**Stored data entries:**

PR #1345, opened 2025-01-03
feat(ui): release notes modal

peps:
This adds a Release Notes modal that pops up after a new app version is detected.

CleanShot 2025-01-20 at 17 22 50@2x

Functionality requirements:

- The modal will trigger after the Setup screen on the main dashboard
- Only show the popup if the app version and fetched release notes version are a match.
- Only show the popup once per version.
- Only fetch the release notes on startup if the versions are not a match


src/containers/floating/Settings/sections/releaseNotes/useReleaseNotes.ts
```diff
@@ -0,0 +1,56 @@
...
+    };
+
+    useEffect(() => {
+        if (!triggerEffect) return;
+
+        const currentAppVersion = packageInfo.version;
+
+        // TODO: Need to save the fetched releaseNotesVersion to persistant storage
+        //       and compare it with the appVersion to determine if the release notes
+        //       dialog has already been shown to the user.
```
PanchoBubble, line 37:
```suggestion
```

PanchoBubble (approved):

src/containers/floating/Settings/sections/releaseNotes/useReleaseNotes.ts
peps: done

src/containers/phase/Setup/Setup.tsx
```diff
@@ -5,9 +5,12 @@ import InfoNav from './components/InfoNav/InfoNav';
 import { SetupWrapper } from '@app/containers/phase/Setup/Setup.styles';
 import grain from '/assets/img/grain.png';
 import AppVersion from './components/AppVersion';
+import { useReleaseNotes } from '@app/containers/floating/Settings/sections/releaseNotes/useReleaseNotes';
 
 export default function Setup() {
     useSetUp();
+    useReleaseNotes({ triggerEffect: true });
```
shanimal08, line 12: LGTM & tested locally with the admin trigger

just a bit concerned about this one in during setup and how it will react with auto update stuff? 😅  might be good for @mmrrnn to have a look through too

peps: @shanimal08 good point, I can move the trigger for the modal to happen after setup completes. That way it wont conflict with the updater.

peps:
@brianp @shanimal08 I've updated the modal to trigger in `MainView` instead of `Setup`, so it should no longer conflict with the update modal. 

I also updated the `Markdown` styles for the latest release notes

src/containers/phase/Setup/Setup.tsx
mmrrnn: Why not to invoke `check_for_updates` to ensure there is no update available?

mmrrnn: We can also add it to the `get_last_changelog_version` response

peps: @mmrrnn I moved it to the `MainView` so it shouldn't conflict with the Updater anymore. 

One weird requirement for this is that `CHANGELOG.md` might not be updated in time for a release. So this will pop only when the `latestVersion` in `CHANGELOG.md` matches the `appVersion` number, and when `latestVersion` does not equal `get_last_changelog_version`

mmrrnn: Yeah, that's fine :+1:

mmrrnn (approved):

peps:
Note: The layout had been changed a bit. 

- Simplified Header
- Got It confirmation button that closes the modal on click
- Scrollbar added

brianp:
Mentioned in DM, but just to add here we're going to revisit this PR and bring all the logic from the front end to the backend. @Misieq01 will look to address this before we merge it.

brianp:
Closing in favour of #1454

---

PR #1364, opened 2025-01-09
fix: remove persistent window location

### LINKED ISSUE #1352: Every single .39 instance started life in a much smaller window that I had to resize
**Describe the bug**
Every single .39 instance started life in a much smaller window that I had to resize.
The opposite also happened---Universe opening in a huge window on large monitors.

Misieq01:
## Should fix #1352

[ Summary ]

--

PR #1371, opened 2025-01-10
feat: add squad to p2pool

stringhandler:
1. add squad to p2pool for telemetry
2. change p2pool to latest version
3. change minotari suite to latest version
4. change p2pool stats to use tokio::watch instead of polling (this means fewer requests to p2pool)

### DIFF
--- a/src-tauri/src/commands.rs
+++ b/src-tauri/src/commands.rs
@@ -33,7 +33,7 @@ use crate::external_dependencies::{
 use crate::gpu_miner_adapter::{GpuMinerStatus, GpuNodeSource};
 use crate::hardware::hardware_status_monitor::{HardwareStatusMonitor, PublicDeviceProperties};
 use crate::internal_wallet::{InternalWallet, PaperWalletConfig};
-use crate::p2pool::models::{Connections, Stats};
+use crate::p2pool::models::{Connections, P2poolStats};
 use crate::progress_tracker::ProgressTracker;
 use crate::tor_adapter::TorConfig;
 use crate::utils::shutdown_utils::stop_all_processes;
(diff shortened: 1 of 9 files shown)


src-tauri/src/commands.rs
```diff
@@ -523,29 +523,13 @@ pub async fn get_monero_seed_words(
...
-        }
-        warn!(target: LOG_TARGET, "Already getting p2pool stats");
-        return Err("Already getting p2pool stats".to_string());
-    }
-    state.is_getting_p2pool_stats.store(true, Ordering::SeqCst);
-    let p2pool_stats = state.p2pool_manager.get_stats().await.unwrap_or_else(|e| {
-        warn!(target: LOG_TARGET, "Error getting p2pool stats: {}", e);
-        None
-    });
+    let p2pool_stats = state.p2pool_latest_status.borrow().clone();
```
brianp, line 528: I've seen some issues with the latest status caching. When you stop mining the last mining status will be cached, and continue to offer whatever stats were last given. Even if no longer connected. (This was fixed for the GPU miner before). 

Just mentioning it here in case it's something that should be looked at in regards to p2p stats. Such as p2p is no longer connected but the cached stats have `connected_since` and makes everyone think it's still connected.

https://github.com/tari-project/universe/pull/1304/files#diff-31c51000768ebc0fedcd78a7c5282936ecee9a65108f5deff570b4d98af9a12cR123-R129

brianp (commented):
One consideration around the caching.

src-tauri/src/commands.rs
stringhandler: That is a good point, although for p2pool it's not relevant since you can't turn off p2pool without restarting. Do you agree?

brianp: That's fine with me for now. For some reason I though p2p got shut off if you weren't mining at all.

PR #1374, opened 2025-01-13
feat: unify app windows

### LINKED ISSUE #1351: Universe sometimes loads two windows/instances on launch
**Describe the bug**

**HOW TO COMPLETE THIS TASK:**
From the records above, copy out the line with "PR #1345, opened 2025-01-03", the line with "I also updated", and every line between them, word for word.

**ANSWER TO THE PROBLEM:**
PR #1345, opened 2025-01-03
feat(ui): release notes modal

peps:
This adds a Release Notes modal that pops up after a new app version is detected.

CleanShot 2025-01-20 at 17 22 50@2x

Functionality requirements:

- The modal will trigger after the Setup screen on the main dashboard
- Only show the popup if the app version and fetched release notes version are a match.
- Only show the popup once per version.
- Only fetch the release notes on startup if the versions are not a match


src/containers/floating/Settings/sections/releaseNotes/useReleaseNotes.ts
```diff
@@ -0,0 +1,56 @@
...
+    };
+
+    useEffect(() => {
+        if (!triggerEffect) return;
+
+        const currentAppVersion = packageInfo.version;
+
+        // TODO: Need to save the fetched releaseNotesVersion to persistant storage
+        //       and compare it with the appVersion to determine if the release notes
+        //       dialog has already been shown to the user.
```
PanchoBubble, line 37:
```suggestion
```

PanchoBubble (approved):

src/containers/floating/Settings/sections/releaseNotes/useReleaseNotes.ts
peps: done

src/containers/phase/Setup/Setup.tsx
```diff
@@ -5,9 +5,12 @@ import InfoNav from './components/InfoNav/InfoNav';
 import { SetupWrapper } from '@app/containers/phase/Setup/Setup.styles';
 import grain from '/assets/img/grain.png';
 import AppVersion from './components/AppVersion';
+import { useReleaseNotes } from '@app/containers/floating/Settings/sections/releaseNotes/useReleaseNotes';
 
 export default function Setup() {
     useSetUp();
+    useReleaseNotes({ triggerEffect: true });
```
shanimal08, line 12: LGTM & tested locally with the admin trigger

just a bit concerned about this one in during setup and how it will react with auto update stuff? 😅  might be good for @mmrrnn to have a look through too

peps: @shanimal08 good point, I can move the trigger for the modal to happen after setup completes. That way it wont conflict with the updater.

peps:
@brianp @shanimal08 I've updated the modal to trigger in `MainView` instead of `Setup`, so it should no longer conflict with the update modal. 

I also updated the `Markdown` styles for the latest release notes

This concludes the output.